* Brief:
Make a verbatim copy of all the records.

▬▬▬

PR #1469, opened 2024-07-03
Add gasPrice calculation in runtime tx detail view

lubej:
## Description

Quote from API docs: "For EVM transactions this is calculated as `charged_fee` = `gas_price * gas_used`, where `gas_price = fee / gas_limit`, for compatibility with Ethereum."

## Resources 

image


lubej:
@donouwens could you take a quick glance on how the Gas price is displayed. Particularly the `(0.0000001 ROSE)` part.

src/app/utils/number-utils.ts
```diff
@@ -0,0 +1,14 @@
+import BigNumber from 'bignumber.js'
+
+const GWEI_DENOMINATION = BigNumber(10).pow(9)
+
+export const getGasPrice = ({ fee = '', gasUsed = '' }): string | null => {
+  if (!fee || !gasUsed) {
+    return null
+  }
+
+  return BigNumber(fee).div(BigNumber(gasUsed)).toLocaleString()
```
lubej, line 10: Can `toLocaleString` brake `getPreciseNumberFormat`?

src/app/utils/number-utils.ts
```diff
@@ -0,0 +1,14 @@
+import BigNumber from 'bignumber.js'
+
+const GWEI_DENOMINATION = BigNumber(10).pow(9)
+
+export const getGasPrice = ({ fee = '', gasUsed = '' }): string | null => {
+  if (!fee || !gasUsed) {
```
lukaw3d, line 6: I'd add `gasUsed === '0'`

src/app/utils/number-utils.ts
lukaw3d: Maybe. It's odd that it even works
- `toLocaleString` comes from Object in BigNumber's prototype chain
- Object.toLocaleString natively calls `this.toString`
- BigNumber.toString sometimes returns exponential format (1e+28, 1.234e-35).

toFixed is the safest option
https://github.com/oasisprotocol/explorer/blob/ed691bb3a65963b1c8345dd279454cab56e70b72/src/app/utils/helpers.ts#L113-L119

src/app/pages/RuntimeTransactionDetailPage/index.tsx
```diff
@@ -311,6 +314,27 @@ export const RuntimeTransactionDetailView: FC<{
             })}
           </dd>
 
+          {gasPrice && (
+            <>
+              <dt>{t('common.gasPrice')}</dt>
+              <dd>
+                {t('common.valueInToken', {
+                  ...getPreciseNumberFormat(formatGwei(gasPrice)),
+                  ticker: 'Gwei',
```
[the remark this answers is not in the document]
lukaw3d: Not sure if we have some good established format for printing gas price. Ask internally

https://docs.oasis.io/general/manage-tokens/cli/addressbook/#add
oasis CLI prints "(gas price: 0.0000001 ROSE per gas unit)"

src/app/utils/number-utils.ts
lubej: Yes, `toFixed` looks good. Thanks 👍 

It's true, that `toString` returns exponent format, but looks like `Intl.NumberFormat` correctly parsed it.

src/app/pages/RuntimeTransactionDetailPage/index.tsx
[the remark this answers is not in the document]
lubej: Yes, it does not work for all ParaTimes. But Gwei is something I would expect on Sapphire chain, but "breaks" context on Cipher. I would definitely skip `per gas unit` wording, as that is a given.

Can we maybe display Gwei on ParaTimes that have `type === RuntimeTypes.Evm` in config and `18 decimal spaces` denomination?

src/app/utils/number-utils.ts
```diff
@@ -0,0 +1,19 @@
...
+
+export const getGasPrice = ({ fee = '', gasUsed = '' }): string | null => {
+  if (!fee || !gasUsed || gasUsed === '0') {
+    return null
+  }
+
+  return BigNumber(fee).div(BigNumber(gasUsed)).toFixed()
+}
+
+export const fromBaseUnitsToNano = (wei: string): string => fromBaseUnits(wei, -9)
```
lukaw3d, line 19: This is not taking in base units

lubej: True. But what would wei unit be called then?

lubej: Thinking about it now, you probably meant the function parameter, not the naming. Nevermind.

lukaw3d: > `export const fromBaseUnitsToNano = (valueInBaseUnits: string): string => fromBaseUnits(valueInBaseUnits, -9)`

Both. This takes in values like "0.0000001", clearly not in base units

src/app/pages/RuntimeTransactionDetailPage/index.tsx
```diff
@@ -311,6 +314,18 @@ export const RuntimeTransactionDetailView: FC<{
             })}
           </dd>
 
+          {gasPrice && (
+            <>
+              <dt>{t('common.gasPrice')}</dt>
+              <dd>
+                {t('common.valueInToken', {
+                  ...getPreciseNumberFormat(fromBaseUnitsToNano(gasPrice)),
+                  ticker: `n${tickerName}`,
```
lukaw3d, line 323: Add TODO based on Jernej's comments

src/app/utils/number-utils.ts
lubej: Ah right, for some reason I though on Sapphire 1 ROSE = baseUnit 🤦 

Well should I just name it `unit` then? Or maybe `exaBaseUnit` - but that one is also not correct, as it depends on the ParaTime?

lubej: Did generalize, I hope it's ok now.

lukaw3d: :D 
(maybe toBaseUnits)

lukaw3d (approved):

src/app/utils/number-utils.ts
lubej: `toBaseUnit` would imply that "conversion" is done by 10^18, not by 10^9. Either way, I am keeping it as is.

▬▬▬

* Solution to the problem:
PR #1469, opened 2024-07-03
Add gasPrice calculation in runtime tx detail view

lubej:
## Description

Quote from API docs: "For EVM transactions this is calculated as `charged_fee` = `gas_price * gas_used`, where `gas_price = fee / gas_limit`, for compatibility with Ethereum."

## Resources 

image


lubej:
@donouwens could you take a quick glance on how the Gas price is displayed. Particularly the `(0.0000001 ROSE)` part.

src/app/utils/number-utils.ts
```diff
@@ -0,0 +1,14 @@
+import BigNumber from 'bignumber.js'
+
+const GWEI_DENOMINATION = BigNumber(10).pow(9)
+
+export const getGasPrice = ({ fee = '', gasUsed = '' }): string | null => {
+  if (!fee || !gasUsed) {
+    return null
+  }
+
+  return BigNumber(fee).div(BigNumber(gasUsed)).toLocaleString()
```
lubej, line 10: Can `toLocaleString` brake `getPreciseNumberFormat`?

src/app/utils/number-utils.ts
```diff
@@ -0,0 +1,14 @@
+import BigNumber from 'bignumber.js'
+
+const GWEI_DENOMINATION = BigNumber(10).pow(9)
+
+export const getGasPrice = ({ fee = '', gasUsed = '' }): string | null => {
+  if (!fee || !gasUsed) {
```
lukaw3d, line 6: I'd add `gasUsed === '0'`

src/app/utils/number-utils.ts
lukaw3d: Maybe. It's odd that it even works
- `toLocaleString` comes from Object in BigNumber's prototype chain
- Object.toLocaleString natively calls `this.toString`
- BigNumber.toString sometimes returns exponential format (1e+28, 1.234e-35).

toFixed is the safest option
https://github.com/oasisprotocol/explorer/blob/ed691bb3a65963b1c8345dd279454cab56e70b72/src/app/utils/helpers.ts#L113-L119

src/app/pages/RuntimeTransactionDetailPage/index.tsx
```diff
@@ -311,6 +314,27 @@ export const RuntimeTransactionDetailView: FC<{
             })}
           </dd>
 
+          {gasPrice && (
+            <>
+              <dt>{t('common.gasPrice')}</dt>
+              <dd>
+                {t('common.valueInToken', {
+                  ...getPreciseNumberFormat(formatGwei(gasPrice)),
+                  ticker: 'Gwei',
```
[the remark this answers is not in the document]
lukaw3d: Not sure if we have some good established format for printing gas price. Ask internally

https://docs.oasis.io/general/manage-tokens/cli/addressbook/#add
oasis CLI prints "(gas price: 0.0000001 ROSE per gas unit)"

src/app/utils/number-utils.ts
lubej: Yes, `toFixed` looks good. Thanks 👍 

It's true, that `toString` returns exponent format, but looks like `Intl.NumberFormat` correctly parsed it.

src/app/pages/RuntimeTransactionDetailPage/index.tsx
[the remark this answers is not in the document]
lubej: Yes, it does not work for all ParaTimes. But Gwei is something I would expect on Sapphire chain, but "breaks" context on Cipher. I would definitely skip `per gas unit` wording, as that is a given.

Can we maybe display Gwei on ParaTimes that have `type === RuntimeTypes.Evm` in config and `18 decimal spaces` denomination?

src/app/utils/number-utils.ts
```diff
@@ -0,0 +1,19 @@
...
+
+export const getGasPrice = ({ fee = '', gasUsed = '' }): string | null => {
+  if (!fee || !gasUsed || gasUsed === '0') {
+    return null
+  }
+
+  return BigNumber(fee).div(BigNumber(gasUsed)).toFixed()
+}
+
+export const fromBaseUnitsToNano = (wei: string): string => fromBaseUnits(wei, -9)
```
lukaw3d, line 19: This is not taking in base units

lubej: True. But what would wei unit be called then?

lubej: Thinking about it now, you probably meant the function parameter, not the naming. Nevermind.

lukaw3d: > `export const fromBaseUnitsToNano = (valueInBaseUnits: string): string => fromBaseUnits(valueInBaseUnits, -9)`

Both. This takes in values like "0.0000001", clearly not in base units

src/app/pages/RuntimeTransactionDetailPage/index.tsx
```diff
@@ -311,6 +314,18 @@ export const RuntimeTransactionDetailView: FC<{
             })}
           </dd>
 
+          {gasPrice && (
+            <>
+              <dt>{t('common.gasPrice')}</dt>
+              <dd>
+                {t('common.valueInToken', {
+                  ...getPreciseNumberFormat(fromBaseUnitsToNano(gasPrice)),
+                  ticker: `n${tickerName}`,
```
lukaw3d, line 323: Add TODO based on Jernej's comments

src/app/utils/number-utils.ts
lubej: Ah right, for some reason I though on Sapphire 1 ROSE = baseUnit 🤦 

Well should I just name it `unit` then? Or maybe `exaBaseUnit` - but that one is also not correct, as it depends on the ParaTime?

lubej: Did generalize, I hope it's ok now.

lukaw3d: :D 
(maybe toBaseUnits)

lukaw3d (approved):

src/app/utils/number-utils.ts
lubej: `toBaseUnit` would imply that "conversion" is done by 10^18, not by 10^9. Either way, I am keeping it as is.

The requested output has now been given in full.